> [Task]:
Determine the count of lines in the data below that include the word "opened", and give nothing besides it.

[Items listed in a dataset]
○ ○ ○ ○
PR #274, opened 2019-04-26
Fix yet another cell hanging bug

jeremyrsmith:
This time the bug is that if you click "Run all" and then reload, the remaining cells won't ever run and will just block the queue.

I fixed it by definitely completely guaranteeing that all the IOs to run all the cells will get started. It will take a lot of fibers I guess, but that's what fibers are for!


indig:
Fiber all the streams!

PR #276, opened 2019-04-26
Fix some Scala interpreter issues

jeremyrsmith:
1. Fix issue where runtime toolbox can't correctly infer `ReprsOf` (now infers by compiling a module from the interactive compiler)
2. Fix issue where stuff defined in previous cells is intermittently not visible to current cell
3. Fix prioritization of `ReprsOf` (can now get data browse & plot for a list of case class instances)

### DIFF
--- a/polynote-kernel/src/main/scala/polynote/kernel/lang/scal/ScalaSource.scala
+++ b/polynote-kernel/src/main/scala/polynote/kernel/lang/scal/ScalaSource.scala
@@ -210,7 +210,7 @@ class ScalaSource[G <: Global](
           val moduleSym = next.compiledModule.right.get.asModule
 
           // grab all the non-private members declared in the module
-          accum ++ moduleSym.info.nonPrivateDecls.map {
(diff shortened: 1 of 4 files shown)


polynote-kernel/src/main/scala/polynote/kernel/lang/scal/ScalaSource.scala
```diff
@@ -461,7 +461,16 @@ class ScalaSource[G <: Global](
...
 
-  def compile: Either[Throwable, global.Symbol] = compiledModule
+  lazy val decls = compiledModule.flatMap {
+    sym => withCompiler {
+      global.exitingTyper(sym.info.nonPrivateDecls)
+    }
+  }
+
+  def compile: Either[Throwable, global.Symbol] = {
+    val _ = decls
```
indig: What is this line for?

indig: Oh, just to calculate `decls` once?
○ ○ ○ ○
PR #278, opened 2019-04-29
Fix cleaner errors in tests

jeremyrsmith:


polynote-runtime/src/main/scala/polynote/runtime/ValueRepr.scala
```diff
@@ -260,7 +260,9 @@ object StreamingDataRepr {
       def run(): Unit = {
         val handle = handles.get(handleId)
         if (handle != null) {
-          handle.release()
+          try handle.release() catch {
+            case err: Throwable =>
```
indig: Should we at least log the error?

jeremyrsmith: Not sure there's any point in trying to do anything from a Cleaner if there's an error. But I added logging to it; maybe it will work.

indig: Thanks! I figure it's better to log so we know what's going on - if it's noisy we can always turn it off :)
○ ○ ○ ○
> [Reply to the exercise]:
3